- **TASK BRIEF**
Say how many lines in the material below include "Therefore". The answer is the number alone.
Content starts
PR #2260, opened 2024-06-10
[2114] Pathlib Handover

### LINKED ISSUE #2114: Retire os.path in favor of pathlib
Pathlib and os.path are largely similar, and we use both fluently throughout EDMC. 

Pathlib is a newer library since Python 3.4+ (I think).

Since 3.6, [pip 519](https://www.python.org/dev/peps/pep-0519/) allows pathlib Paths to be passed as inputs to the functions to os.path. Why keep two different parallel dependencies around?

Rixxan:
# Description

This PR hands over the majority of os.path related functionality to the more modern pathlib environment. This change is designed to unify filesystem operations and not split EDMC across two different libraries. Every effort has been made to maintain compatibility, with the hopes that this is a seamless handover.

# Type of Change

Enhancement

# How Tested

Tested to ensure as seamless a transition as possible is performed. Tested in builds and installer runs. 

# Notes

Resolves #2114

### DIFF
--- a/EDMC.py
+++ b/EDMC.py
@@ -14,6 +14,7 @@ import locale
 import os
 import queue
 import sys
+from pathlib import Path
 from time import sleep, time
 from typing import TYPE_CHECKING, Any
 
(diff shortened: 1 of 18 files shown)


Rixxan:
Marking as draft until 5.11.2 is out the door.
Content ends
Content starts
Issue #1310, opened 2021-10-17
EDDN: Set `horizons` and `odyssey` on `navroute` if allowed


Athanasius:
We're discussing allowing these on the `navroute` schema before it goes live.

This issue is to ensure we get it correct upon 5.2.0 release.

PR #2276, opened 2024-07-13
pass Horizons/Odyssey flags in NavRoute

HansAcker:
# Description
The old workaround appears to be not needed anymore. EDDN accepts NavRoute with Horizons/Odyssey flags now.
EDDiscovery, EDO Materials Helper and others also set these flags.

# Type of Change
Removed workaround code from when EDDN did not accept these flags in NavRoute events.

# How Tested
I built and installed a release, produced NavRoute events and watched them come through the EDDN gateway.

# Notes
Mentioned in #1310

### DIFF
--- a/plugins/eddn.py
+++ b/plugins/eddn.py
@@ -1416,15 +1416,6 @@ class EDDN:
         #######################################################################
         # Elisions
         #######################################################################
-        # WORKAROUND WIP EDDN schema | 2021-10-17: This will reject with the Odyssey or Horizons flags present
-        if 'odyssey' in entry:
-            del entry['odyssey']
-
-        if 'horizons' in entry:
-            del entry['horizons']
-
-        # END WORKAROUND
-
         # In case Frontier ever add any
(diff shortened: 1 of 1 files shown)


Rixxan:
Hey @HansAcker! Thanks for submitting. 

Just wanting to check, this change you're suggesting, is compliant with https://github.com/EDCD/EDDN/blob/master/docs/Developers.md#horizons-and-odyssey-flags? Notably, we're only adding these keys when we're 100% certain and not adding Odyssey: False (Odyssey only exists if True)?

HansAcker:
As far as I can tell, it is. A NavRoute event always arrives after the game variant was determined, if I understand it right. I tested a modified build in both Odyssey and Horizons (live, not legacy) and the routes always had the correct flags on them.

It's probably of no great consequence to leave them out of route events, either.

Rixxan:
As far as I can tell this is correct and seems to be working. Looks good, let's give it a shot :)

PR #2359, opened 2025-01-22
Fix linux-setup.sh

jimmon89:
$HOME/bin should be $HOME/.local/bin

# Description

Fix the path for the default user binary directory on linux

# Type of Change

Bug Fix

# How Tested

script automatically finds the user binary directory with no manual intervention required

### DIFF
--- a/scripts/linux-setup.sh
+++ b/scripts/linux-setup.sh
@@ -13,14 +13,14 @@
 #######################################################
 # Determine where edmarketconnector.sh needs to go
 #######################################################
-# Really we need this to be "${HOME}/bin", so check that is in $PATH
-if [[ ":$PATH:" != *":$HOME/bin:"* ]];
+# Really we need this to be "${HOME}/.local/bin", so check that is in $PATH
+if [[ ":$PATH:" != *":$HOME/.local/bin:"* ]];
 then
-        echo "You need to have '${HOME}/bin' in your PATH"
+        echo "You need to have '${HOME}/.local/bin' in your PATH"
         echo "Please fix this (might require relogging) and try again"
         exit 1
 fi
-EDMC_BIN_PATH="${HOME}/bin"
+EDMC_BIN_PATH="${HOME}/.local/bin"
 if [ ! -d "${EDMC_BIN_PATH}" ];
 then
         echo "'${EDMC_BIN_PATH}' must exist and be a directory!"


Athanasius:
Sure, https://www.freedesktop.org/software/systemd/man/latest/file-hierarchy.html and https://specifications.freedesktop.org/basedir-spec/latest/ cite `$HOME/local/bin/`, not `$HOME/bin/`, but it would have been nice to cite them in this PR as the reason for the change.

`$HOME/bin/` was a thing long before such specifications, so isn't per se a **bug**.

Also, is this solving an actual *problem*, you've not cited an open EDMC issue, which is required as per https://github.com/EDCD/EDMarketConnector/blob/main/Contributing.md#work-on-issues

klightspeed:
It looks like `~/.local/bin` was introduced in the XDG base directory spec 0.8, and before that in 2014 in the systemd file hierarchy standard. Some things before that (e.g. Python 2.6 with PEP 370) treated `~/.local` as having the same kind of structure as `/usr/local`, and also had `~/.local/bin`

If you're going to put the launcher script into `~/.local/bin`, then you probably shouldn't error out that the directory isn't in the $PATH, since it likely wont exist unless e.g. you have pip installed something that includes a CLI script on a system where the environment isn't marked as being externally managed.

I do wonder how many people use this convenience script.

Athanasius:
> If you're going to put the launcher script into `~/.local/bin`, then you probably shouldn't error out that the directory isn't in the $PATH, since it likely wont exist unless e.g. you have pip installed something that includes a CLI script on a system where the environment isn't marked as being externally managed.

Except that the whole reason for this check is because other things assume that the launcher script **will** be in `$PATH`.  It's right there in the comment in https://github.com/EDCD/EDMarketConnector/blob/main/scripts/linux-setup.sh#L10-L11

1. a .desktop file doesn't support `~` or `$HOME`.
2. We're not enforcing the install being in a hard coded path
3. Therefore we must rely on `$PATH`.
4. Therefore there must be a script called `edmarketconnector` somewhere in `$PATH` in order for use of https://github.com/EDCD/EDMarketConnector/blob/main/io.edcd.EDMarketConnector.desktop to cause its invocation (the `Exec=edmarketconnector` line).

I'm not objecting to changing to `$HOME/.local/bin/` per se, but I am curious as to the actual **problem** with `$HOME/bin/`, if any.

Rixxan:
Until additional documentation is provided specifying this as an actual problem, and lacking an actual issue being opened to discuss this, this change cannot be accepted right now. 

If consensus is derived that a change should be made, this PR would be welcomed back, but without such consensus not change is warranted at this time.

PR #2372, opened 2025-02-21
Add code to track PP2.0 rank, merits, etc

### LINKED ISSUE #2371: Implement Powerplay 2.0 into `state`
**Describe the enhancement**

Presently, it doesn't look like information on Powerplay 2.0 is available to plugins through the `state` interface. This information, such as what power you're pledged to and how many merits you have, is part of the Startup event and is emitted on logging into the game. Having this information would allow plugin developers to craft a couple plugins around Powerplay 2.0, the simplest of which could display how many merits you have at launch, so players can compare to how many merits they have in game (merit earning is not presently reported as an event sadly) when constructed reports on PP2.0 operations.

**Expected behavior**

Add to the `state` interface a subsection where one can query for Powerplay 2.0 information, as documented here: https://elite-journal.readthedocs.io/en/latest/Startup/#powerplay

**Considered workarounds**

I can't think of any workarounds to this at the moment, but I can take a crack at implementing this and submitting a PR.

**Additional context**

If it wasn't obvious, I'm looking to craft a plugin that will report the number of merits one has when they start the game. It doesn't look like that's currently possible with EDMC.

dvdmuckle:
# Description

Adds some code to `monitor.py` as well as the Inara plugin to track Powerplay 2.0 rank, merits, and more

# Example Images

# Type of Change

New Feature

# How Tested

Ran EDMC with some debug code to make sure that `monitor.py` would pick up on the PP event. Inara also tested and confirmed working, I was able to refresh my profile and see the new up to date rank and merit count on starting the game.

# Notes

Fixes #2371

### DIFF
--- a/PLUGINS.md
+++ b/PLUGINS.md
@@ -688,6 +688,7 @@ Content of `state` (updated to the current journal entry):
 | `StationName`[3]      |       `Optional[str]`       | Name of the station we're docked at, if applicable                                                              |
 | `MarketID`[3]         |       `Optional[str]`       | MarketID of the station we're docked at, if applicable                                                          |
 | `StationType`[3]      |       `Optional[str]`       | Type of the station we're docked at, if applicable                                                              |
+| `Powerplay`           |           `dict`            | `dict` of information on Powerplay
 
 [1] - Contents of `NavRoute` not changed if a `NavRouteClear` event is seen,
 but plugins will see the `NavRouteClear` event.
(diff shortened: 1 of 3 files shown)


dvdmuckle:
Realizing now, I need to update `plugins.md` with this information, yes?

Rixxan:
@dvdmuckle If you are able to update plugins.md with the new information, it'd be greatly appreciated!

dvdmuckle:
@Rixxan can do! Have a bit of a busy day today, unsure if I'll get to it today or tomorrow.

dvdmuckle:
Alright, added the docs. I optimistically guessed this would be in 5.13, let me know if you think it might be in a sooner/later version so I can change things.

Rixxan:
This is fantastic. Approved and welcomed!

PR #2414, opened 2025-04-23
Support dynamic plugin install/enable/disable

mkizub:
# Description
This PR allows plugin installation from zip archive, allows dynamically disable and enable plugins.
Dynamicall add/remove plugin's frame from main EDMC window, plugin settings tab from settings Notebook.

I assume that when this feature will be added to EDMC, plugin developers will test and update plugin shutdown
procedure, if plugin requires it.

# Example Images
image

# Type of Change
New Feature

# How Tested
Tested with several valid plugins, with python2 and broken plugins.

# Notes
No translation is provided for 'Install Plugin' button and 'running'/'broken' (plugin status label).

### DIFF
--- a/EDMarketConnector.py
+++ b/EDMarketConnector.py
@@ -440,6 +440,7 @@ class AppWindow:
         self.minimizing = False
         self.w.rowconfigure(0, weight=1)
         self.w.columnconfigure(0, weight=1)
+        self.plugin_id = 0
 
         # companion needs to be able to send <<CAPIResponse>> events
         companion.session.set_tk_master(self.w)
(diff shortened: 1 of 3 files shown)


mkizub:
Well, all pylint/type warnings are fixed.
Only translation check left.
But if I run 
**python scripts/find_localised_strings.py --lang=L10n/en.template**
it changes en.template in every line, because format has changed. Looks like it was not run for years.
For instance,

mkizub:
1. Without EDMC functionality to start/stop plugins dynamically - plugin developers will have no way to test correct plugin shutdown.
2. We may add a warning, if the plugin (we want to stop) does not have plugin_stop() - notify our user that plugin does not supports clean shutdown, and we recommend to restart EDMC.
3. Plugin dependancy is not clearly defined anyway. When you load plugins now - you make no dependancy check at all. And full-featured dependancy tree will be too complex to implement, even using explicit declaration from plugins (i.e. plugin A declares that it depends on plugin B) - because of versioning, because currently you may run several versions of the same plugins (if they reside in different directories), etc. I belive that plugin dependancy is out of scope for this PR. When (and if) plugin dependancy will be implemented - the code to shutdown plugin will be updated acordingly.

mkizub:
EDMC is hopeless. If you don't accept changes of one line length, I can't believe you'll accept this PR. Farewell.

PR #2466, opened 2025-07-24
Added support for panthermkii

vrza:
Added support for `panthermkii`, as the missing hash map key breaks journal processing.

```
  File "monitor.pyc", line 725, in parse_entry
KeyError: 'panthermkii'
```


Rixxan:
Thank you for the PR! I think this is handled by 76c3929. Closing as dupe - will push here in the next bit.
Content ends
- **TASK SOLUTION**
2